By default the `*.nsys-rep` files are saved in the directory `/tmp/ray/session_latest/logs/nsight/` at each node. According to the Ray manual, this default directory is not changeable. ["however, Ray preserves the `--output` option of the default config"](https://docs.ray.io/en/latest/ray-observability/user-guides/profiling.html).

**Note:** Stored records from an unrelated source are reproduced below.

PR #3953, opened 2019-05-14
fix(cmd): application environment was always the last environment

polothy:
#### Submitter checklist

#### Description

The JX Environment listed in `ApplicationEnvironmentInfo` here:

https://github.com/jenkins-x/jx/blob/443b821c5093b71eabbd1eca0d7334b6f89429af/pkg/jx/cmd/get_applications.go#L47

Is always set to the last environment that was iterated over.  I think this is caused by variable shadowing.  The fix was to clone the environment struct.

Manually built and tested the fix.

None.


polothy:
Thanks!

PR #3977, opened 2019-05-16
Fix: isolated path for go in codegen

pmuir:
#### Submitter checklist

fixes #


cmd/codegen/app/generate_clientset.go
```diff
@@ -83,7 +83,7 @@ func NewGenerateClientSetCmd(genOpts GenerateOptions) *cobra.Command {
 	cobraCmd.Flags().StringVarP(&o.InputPackage, optionInputPackage, "i", "", "Input package, must specify")
 	cobraCmd.Flags().StringVarP(&o.OutputPackage, optionOutputPackage, "o", "", "Output package, must specify")
 	cobraCmd.Flags().StringVarP(&o.InputBase, optionInputBase, "", wd, "Input base, defaults working directory")
-
+	cobraCmd.Flags().BoolVarP(&o.NotIsolated, optionNotIsolated, "", false, "do not isolate from the users GOPATH")
```
hferentschik: Why is the option negative? I find "isolated" easier to process/understand.

cmd/codegen/app/generate_clientset.go
```diff
@@ -109,11 +109,18 @@ func (o *ClientSetGenerationOptions) Run() error {
 		return errors.Wrapf(err, "ensure GOPATH is set correctly")
 	}
 
-	err = generator.InstallCodeGenerators(o.GeneratorVersion)
+	gopath := util.GoPath()
+	if !o.NotIsolated {
```
hferentschik: I find this type of if statements hard to process. See above.

hferentschik: So per default, you don't want to install into the GOPATH?

cmd/codegen/app/generate_options.go
```diff
@@ -20,6 +21,7 @@ const (
 	optionOutputBase      = "output-base"
 	optionBoilerplateFile = "boilerplate-file"
 	optionModuleName      = "module-name"
+	optionNotIsolated     = "not-isolated"
```
hferentschik: 'isolated' or 'isolated-install'?

cmd/codegen/app/generate_docs.go
```diff
@@ -74,17 +76,24 @@ func run(o *GenerateDocsOptions) error {
 	}
 	util.AppLogger().Infof("generating docs to %s\n", o.OutputBase)
 
-	err = generator.InstallGenAPIDocs(o.GeneratorVersion)
+	gopath := util.GoPath()
```
hferentschik: Could this handling of the isolated GOPATH creation not be handled in something like `func GoPath(isolated bool)`?

cmd/codegen/util/go.go
```diff
@@ -168,3 +171,41 @@ func getModGraph(dir string) (string, error) {
...
+	}
+	h := os.Getenv("USERPROFILE") // windows
+	if h == "" {
+		h = "."
+	}
+	return h
+}
+
+func ConfigDir() (string, error) {
+	path := os.Getenv("JX_HOME")
```
hferentschik: So per default, you want to install this into JX_HOME? Personally, I am no fan of that. It is not what I would expect. What's the driving reason for this change?

There is btw a clean target in the codegen Makefile which deletes the binaries. That probably would need to be looked at as well.

cmd/codegen/generator/client_set.go
```diff
@@ -25,14 +26,14 @@ var (
 )
 
 // InstallCodeGenerators installs client-gen from the kubernetes-incubator/reference-docs repository.
-func InstallCodeGenerators(version string) error {
+func InstallCodeGenerators(version string, gopath string) error {
```
hferentschik: might be worth to rename these variables to something like `toolGoPath` to create a bit of a differentiation

cmd/codegen/util/go.go
hferentschik: FYI, my plan was to:

* make codegen a proper submodule with its own go.mod
* in the main build install and use a pinned version of codegen via `go get`
* adjust the make rules in the codgen Makefile to allow for development and use of the latest version

cmd/codegen/app/generate_clientset.go
pmuir: Should be on by default, so did the negative. TBH I'm not even sure this should be optional, I put this in mostly for you ;-)

cmd/codegen/app/generate_clientset.go
pmuir: exactly, it doesn't work at all. I'm not entirely sure how it works for you.

cmd/codegen/app/generate_options.go
pmuir: Don't understand the comment?

cmd/codegen/app/generate_docs.go
pmuir: yes, it could.

cmd/codegen/util/go.go
pmuir: > What's the driving reason for this change?

It doesn't work doing it in the gopath as you already have stuff cloned there onto branches - no way we should be reusing that.

pmuir: > There is btw a clean target in the codegen Makefile which deletes the binaries. That probably would need to be looked at as well.

Will do.

pmuir: > FYI, my plan was to:

> make codegen a proper submodule with its own go.mod
> in the main build install and use a pinned version of codegen via go get
> adjust the make rules in the codgen Makefile to allow for development and use of the latest version

That's orthogonal to this.

cmd/codegen/generator/client_set.go
pmuir: That would be confusing - what's a "Tool Go Path"? This is just the `GOPATH` to use.

cmd/codegen/util/go.go
pmuir: I think with your "expect" thing, you are thinking as the developer of the feature, not the end user. As the end user I would expect these tools to work in isolation, not by fiddling with my development environment.

cmd/codegen/app/generate_clientset.go
pmuir: will change it to global

Makefile.codegen
```diff
@@ -57,17 +57,6 @@ codegen-openapi: build-codegen
 	@echo "Generating OpenAPI structs for Kubernetes Clients"
 	./build/$(CODE_GEN_BIN_NAME) --generator-version $(OPENAPI_GEN_VERSION) openapi --output-package=pkg/client --input-package=github.com/jenkins-x/jx/pkg/apis --group-with-version=jenkins.io:v1
 
-generate-clean: clean ## Delete code generation tools
```
hferentschik: hmm, not so sure this is a good idea. This ensured you never had "stale" tools.

cmd/codegen/app/generate_clientset.go
```diff
@@ -83,7 +83,7 @@ func NewGenerateClientSetCmd(genOpts GenerateOptions) *cobra.Command {
 	cobraCmd.Flags().StringVarP(&o.InputPackage, optionInputPackage, "i", "", "Input package, must specify")
 	cobraCmd.Flags().StringVarP(&o.OutputPackage, optionOutputPackage, "o", "", "Output package, must specify")
 	cobraCmd.Flags().StringVarP(&o.InputBase, optionInputBase, "", wd, "Input base, defaults working directory")
-
+	cobraCmd.Flags().BoolVarP(&o.Global, global, "", false, "use the users GOPATH")
```
hferentschik: Why not make the default `true`?

cmd/codegen/app/generate_docs.go
hferentschik: but not worth doing?

cmd/codegen/util/go.go
```diff
@@ -64,39 +67,112 @@ func EnsureGoPath() error {
...
 			"GO111MODULE": modulesMode,
+			"GOPATH":      gopath,
 		},
 	}
 	out, err := goGetCmd.RunWithoutRetry()
 	if err != nil {
 		return errors.Wrapf(err, "error running %s, output %s", goGetCmd.String(), out)
 	}
-
+	if !goModules && version != "" {
```
hferentschik: Is this branch used?

cmd/codegen/app/generate_clientset.go
pmuir: Because it doesn't function properly except in some edge cases (you have none of the code already checked out in your `GOPATH`, or if you do, `master` is checked out).

cmd/codegen/util/go.go
pmuir: Yes, it's used if something that is being got doesn't support go modules, and a version is specified. For example line 498 of `open_api.go`.

Makefile.codegen
pmuir: ok - let me do that properly.

pmuir: https://github.com/jenkins-x/jx/pull/3977/files#diff-e1f8204ecc7085af67da9ba2d35cc266R85

cmd/codegen/app/generate_clientset.go
hferentschik: Would have been nice with an issue related to this providing more context.

cmd/codegen/util/go.go
hferentschik: > It doesn't work doing it in the gopath as you already have stuff cloned there onto branches - no way we should be reusing that.

Maybe. But then I'd choose a tmp directory which gets deleted afterwards and not ~/.jx

hferentschik: > That's orthogonal to this.

trueish

PR #3979, opened 2019-05-16
feat: Automate dns managed zone creation for tenant cluster

cagiti:
Adding the ability to for jx to create a managed-zone within CloudDNS

### DIFF
--- a/pkg/jx/cmd/create_cluster_gke.go
+++ b/pkg/jx/cmd/create_cluster_gke.go
@@ -1,20 +1,21 @@
 package cmd
 
 import (
-	"errors"
 	"fmt"
 	"strings"
 	"time"
 
 	"github.com/jenkins-x/jx/pkg/jx/cmd/helper"
+	"github.com/pkg/errors"
+
+	osUser "os/user"
 
 	"github.com/Pallinder/go-randomdata"
 	"github.com/jenkins-x/jx/pkg/cloud"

Some users may think it is not convenient, but it is understandable that Ray may start hundreds of processes and it would be a big network file system pressure if we save the files in one central place.

## Usage Example

To enable profiling for specific components and steps, modify your ppo_trainer.yaml like this:

### Disable profiler
```yaml
    trainer:
        profile_steps: null # disable profile
```

### Enable profiler and one database for one training step
```yaml
    trainer:
        profile_steps: [1, 2, 5]
    actor_rollout_ref:
        actor:
            profiler:
                discrete: False
                all_ranks: False
                ranks: [0, 1]
        rollout:
            profiler:
                discrete: False
                all_ranks: False
                ranks: [0, 1]
        ref:
            profiler:
                discrete: False
                all_ranks: False
                ranks: [0, 1]
    critic:
        profiler:
            discrete: False
            all_ranks: False
            ranks: [0, 1]
```

### Enable profiler and multiple databases for one training step
```yaml
    trainer:
        profile_steps: [1, 2, 5]
    actor_rollout_ref:
        actor:
            profiler:
                discrete: True
                all_ranks: False
                ranks: [0, 1]
        rollout:
            profiler:
                discrete: True
                all_ranks: False
                ranks: [0, 1]
        ref:
            profiler:
                discrete: True
                all_ranks: False
                ranks: [0, 1]
    critic:
        profiler:
            discrete: True
            all_ranks: False
            ranks: [0, 1]
```

## Profiling Output

When profiling is enabled, verl will generate Nsight Systems profiles for the specified components and steps. The profiles will include:

- CUDA kernel execution
- Memory operations
- CPU-GPU synchronization
- NVTX markers for key operations

Nsight Systems supports multi-report view, to open multiple databases together. In this mode, different processes and steps can be aligned in one time line for better analysis.